(Prompt):
Each line below must be printed exactly as it stands.

(Extracted entries):
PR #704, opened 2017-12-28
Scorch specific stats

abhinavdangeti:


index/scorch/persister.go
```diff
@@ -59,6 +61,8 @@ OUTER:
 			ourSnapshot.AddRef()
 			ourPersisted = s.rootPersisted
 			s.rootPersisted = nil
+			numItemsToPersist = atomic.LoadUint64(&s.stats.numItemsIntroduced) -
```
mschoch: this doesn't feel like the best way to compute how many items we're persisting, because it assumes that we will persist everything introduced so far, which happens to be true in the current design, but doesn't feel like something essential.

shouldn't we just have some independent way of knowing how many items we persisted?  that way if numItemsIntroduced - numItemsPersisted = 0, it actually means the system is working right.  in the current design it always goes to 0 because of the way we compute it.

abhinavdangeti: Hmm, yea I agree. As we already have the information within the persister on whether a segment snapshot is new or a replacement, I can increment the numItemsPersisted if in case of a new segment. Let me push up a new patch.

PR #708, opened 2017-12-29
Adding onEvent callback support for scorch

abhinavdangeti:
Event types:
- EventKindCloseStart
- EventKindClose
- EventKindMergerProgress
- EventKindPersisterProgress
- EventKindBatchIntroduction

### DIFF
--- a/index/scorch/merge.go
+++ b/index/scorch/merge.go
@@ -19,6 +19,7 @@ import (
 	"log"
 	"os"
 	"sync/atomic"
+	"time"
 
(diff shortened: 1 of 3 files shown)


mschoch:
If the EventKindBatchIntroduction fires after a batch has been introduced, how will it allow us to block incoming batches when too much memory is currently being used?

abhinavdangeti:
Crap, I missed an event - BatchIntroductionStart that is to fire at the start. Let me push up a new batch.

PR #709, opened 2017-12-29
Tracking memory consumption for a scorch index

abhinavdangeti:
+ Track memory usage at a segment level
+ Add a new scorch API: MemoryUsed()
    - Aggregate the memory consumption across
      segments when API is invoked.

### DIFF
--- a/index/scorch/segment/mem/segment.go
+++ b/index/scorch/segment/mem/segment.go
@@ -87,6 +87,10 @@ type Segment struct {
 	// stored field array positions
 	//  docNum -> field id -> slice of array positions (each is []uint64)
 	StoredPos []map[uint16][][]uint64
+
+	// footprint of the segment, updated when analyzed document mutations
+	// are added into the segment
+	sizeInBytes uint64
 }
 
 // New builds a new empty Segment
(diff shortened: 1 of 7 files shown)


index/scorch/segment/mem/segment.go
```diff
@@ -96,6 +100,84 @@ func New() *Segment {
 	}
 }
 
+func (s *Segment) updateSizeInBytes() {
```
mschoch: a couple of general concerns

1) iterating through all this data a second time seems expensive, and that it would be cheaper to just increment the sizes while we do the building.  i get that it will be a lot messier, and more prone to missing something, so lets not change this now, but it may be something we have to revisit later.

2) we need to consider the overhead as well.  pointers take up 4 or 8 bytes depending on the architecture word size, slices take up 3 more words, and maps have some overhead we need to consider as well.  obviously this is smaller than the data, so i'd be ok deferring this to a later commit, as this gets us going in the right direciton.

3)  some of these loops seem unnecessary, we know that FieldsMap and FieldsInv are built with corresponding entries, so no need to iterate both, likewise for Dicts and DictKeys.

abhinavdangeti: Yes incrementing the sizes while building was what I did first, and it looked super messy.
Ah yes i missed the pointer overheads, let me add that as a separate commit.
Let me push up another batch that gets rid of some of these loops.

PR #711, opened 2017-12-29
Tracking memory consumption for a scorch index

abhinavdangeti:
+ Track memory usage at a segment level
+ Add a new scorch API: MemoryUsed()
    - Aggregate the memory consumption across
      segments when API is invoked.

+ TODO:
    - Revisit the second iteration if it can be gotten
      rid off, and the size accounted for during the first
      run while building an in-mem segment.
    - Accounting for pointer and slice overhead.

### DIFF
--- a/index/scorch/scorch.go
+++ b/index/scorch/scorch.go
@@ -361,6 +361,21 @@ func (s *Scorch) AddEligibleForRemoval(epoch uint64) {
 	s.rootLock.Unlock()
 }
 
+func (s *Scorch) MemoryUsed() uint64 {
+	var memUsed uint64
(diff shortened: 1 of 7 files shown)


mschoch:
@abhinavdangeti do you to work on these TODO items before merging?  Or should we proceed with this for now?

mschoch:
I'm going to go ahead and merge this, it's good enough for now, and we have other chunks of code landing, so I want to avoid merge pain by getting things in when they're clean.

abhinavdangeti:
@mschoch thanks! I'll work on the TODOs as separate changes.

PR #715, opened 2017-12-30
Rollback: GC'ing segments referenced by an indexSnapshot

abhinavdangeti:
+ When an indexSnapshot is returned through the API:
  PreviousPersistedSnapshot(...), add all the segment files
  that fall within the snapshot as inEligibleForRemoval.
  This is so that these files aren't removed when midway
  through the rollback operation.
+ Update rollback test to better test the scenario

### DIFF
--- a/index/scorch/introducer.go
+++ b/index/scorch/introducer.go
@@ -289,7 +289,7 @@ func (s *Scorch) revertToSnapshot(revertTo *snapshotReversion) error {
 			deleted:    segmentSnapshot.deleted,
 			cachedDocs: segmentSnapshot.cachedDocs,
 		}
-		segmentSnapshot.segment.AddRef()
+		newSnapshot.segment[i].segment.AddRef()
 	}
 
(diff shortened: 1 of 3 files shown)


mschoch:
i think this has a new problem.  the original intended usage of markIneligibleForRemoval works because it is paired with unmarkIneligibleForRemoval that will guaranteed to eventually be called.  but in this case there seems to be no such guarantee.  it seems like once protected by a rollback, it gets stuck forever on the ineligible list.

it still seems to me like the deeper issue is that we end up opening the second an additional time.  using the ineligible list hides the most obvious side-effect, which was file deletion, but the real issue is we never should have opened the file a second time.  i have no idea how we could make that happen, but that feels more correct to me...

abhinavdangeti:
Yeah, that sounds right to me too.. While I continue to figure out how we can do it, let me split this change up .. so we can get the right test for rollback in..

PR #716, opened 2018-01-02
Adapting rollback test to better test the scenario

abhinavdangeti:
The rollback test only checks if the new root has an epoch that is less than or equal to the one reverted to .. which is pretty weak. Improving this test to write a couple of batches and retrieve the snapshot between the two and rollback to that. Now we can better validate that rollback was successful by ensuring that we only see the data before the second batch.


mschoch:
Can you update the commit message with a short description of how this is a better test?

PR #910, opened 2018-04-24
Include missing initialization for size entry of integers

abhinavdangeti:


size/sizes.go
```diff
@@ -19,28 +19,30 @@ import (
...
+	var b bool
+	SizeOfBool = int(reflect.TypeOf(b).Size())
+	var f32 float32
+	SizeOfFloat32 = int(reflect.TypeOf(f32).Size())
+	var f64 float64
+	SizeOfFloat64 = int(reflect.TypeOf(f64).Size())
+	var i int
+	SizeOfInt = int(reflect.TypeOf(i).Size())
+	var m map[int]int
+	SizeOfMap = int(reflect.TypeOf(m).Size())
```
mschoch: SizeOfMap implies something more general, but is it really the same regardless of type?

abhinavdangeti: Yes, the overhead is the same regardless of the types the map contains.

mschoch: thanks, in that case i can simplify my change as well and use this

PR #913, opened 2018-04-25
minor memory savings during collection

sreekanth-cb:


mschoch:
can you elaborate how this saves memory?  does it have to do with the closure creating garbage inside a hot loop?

(Task result):
PR #704, opened 2017-12-28
Scorch specific stats

abhinavdangeti:


index/scorch/persister.go
```diff
@@ -59,6 +61,8 @@ OUTER:
 			ourSnapshot.AddRef()
 			ourPersisted = s.rootPersisted
 			s.rootPersisted = nil
+			numItemsToPersist = atomic.LoadUint64(&s.stats.numItemsIntroduced) -
```
mschoch: this doesn't feel like the best way to compute how many items we're persisting, because it assumes that we will persist everything introduced so far, which happens to be true in the current design, but doesn't feel like something essential.

shouldn't we just have some independent way of knowing how many items we persisted?  that way if numItemsIntroduced - numItemsPersisted = 0, it actually means the system is working right.  in the current design it always goes to 0 because of the way we compute it.

abhinavdangeti: Hmm, yea I agree. As we already have the information within the persister on whether a segment snapshot is new or a replacement, I can increment the numItemsPersisted if in case of a new segment. Let me push up a new patch.

PR #708, opened 2017-12-29
Adding onEvent callback support for scorch

abhinavdangeti:
Event types:
- EventKindCloseStart
- EventKindClose
- EventKindMergerProgress
- EventKindPersisterProgress
- EventKindBatchIntroduction

### DIFF
--- a/index/scorch/merge.go
+++ b/index/scorch/merge.go
@@ -19,6 +19,7 @@ import (
 	"log"
 	"os"
 	"sync/atomic"
+	"time"
 
(diff shortened: 1 of 3 files shown)


mschoch:
If the EventKindBatchIntroduction fires after a batch has been introduced, how will it allow us to block incoming batches when too much memory is currently being used?

abhinavdangeti:
Crap, I missed an event - BatchIntroductionStart that is to fire at the start. Let me push up a new batch.

PR #709, opened 2017-12-29
Tracking memory consumption for a scorch index

abhinavdangeti:
+ Track memory usage at a segment level
+ Add a new scorch API: MemoryUsed()
    - Aggregate the memory consumption across
      segments when API is invoked.

### DIFF
--- a/index/scorch/segment/mem/segment.go
+++ b/index/scorch/segment/mem/segment.go
@@ -87,6 +87,10 @@ type Segment struct {
 	// stored field array positions
 	//  docNum -> field id -> slice of array positions (each is []uint64)
 	StoredPos []map[uint16][][]uint64
+
+	// footprint of the segment, updated when analyzed document mutations
+	// are added into the segment
+	sizeInBytes uint64
 }
 
 // New builds a new empty Segment
(diff shortened: 1 of 7 files shown)


index/scorch/segment/mem/segment.go
```diff
@@ -96,6 +100,84 @@ func New() *Segment {
 	}
 }
 
+func (s *Segment) updateSizeInBytes() {
```
mschoch: a couple of general concerns

1) iterating through all this data a second time seems expensive, and that it would be cheaper to just increment the sizes while we do the building.  i get that it will be a lot messier, and more prone to missing something, so lets not change this now, but it may be something we have to revisit later.

2) we need to consider the overhead as well.  pointers take up 4 or 8 bytes depending on the architecture word size, slices take up 3 more words, and maps have some overhead we need to consider as well.  obviously this is smaller than the data, so i'd be ok deferring this to a later commit, as this gets us going in the right direciton.

3)  some of these loops seem unnecessary, we know that FieldsMap and FieldsInv are built with corresponding entries, so no need to iterate both, likewise for Dicts and DictKeys.

abhinavdangeti: Yes incrementing the sizes while building was what I did first, and it looked super messy.
Ah yes i missed the pointer overheads, let me add that as a separate commit.
Let me push up another batch that gets rid of some of these loops.

PR #711, opened 2017-12-29
Tracking memory consumption for a scorch index

abhinavdangeti:
+ Track memory usage at a segment level
+ Add a new scorch API: MemoryUsed()
    - Aggregate the memory consumption across
      segments when API is invoked.

+ TODO:
    - Revisit the second iteration if it can be gotten
      rid off, and the size accounted for during the first
      run while building an in-mem segment.
    - Accounting for pointer and slice overhead.

### DIFF
--- a/index/scorch/scorch.go
+++ b/index/scorch/scorch.go
@@ -361,6 +361,21 @@ func (s *Scorch) AddEligibleForRemoval(epoch uint64) {
 	s.rootLock.Unlock()
 }
 
+func (s *Scorch) MemoryUsed() uint64 {
+	var memUsed uint64
(diff shortened: 1 of 7 files shown)


mschoch:
@abhinavdangeti do you to work on these TODO items before merging?  Or should we proceed with this for now?

mschoch:
I'm going to go ahead and merge this, it's good enough for now, and we have other chunks of code landing, so I want to avoid merge pain by getting things in when they're clean.

abhinavdangeti:
@mschoch thanks! I'll work on the TODOs as separate changes.

PR #715, opened 2017-12-30
Rollback: GC'ing segments referenced by an indexSnapshot

abhinavdangeti:
+ When an indexSnapshot is returned through the API:
  PreviousPersistedSnapshot(...), add all the segment files
  that fall within the snapshot as inEligibleForRemoval.
  This is so that these files aren't removed when midway
  through the rollback operation.
+ Update rollback test to better test the scenario

### DIFF
--- a/index/scorch/introducer.go
+++ b/index/scorch/introducer.go
@@ -289,7 +289,7 @@ func (s *Scorch) revertToSnapshot(revertTo *snapshotReversion) error {
 			deleted:    segmentSnapshot.deleted,
 			cachedDocs: segmentSnapshot.cachedDocs,
 		}
-		segmentSnapshot.segment.AddRef()
+		newSnapshot.segment[i].segment.AddRef()
 	}
 
(diff shortened: 1 of 3 files shown)


mschoch:
i think this has a new problem.  the original intended usage of markIneligibleForRemoval works because it is paired with unmarkIneligibleForRemoval that will guaranteed to eventually be called.  but in this case there seems to be no such guarantee.  it seems like once protected by a rollback, it gets stuck forever on the ineligible list.

it still seems to me like the deeper issue is that we end up opening the second an additional time.  using the ineligible list hides the most obvious side-effect, which was file deletion, but the real issue is we never should have opened the file a second time.  i have no idea how we could make that happen, but that feels more correct to me...

abhinavdangeti:
Yeah, that sounds right to me too.. While I continue to figure out how we can do it, let me split this change up .. so we can get the right test for rollback in..

PR #716, opened 2018-01-02
Adapting rollback test to better test the scenario

abhinavdangeti:
The rollback test only checks if the new root has an epoch that is less than or equal to the one reverted to .. which is pretty weak. Improving this test to write a couple of batches and retrieve the snapshot between the two and rollback to that. Now we can better validate that rollback was successful by ensuring that we only see the data before the second batch.


mschoch:
Can you update the commit message with a short description of how this is a better test?

PR #910, opened 2018-04-24
Include missing initialization for size entry of integers

abhinavdangeti:


size/sizes.go
```diff
@@ -19,28 +19,30 @@ import (
...
+	var b bool
+	SizeOfBool = int(reflect.TypeOf(b).Size())
+	var f32 float32
+	SizeOfFloat32 = int(reflect.TypeOf(f32).Size())
+	var f64 float64
+	SizeOfFloat64 = int(reflect.TypeOf(f64).Size())
+	var i int
+	SizeOfInt = int(reflect.TypeOf(i).Size())
+	var m map[int]int
+	SizeOfMap = int(reflect.TypeOf(m).Size())
```
mschoch: SizeOfMap implies something more general, but is it really the same regardless of type?

abhinavdangeti: Yes, the overhead is the same regardless of the types the map contains.

mschoch: thanks, in that case i can simplify my change as well and use this

PR #913, opened 2018-04-25
minor memory savings during collection

sreekanth-cb:


mschoch:
can you elaborate how this saves memory?  does it have to do with the closure creating garbage inside a hot loop?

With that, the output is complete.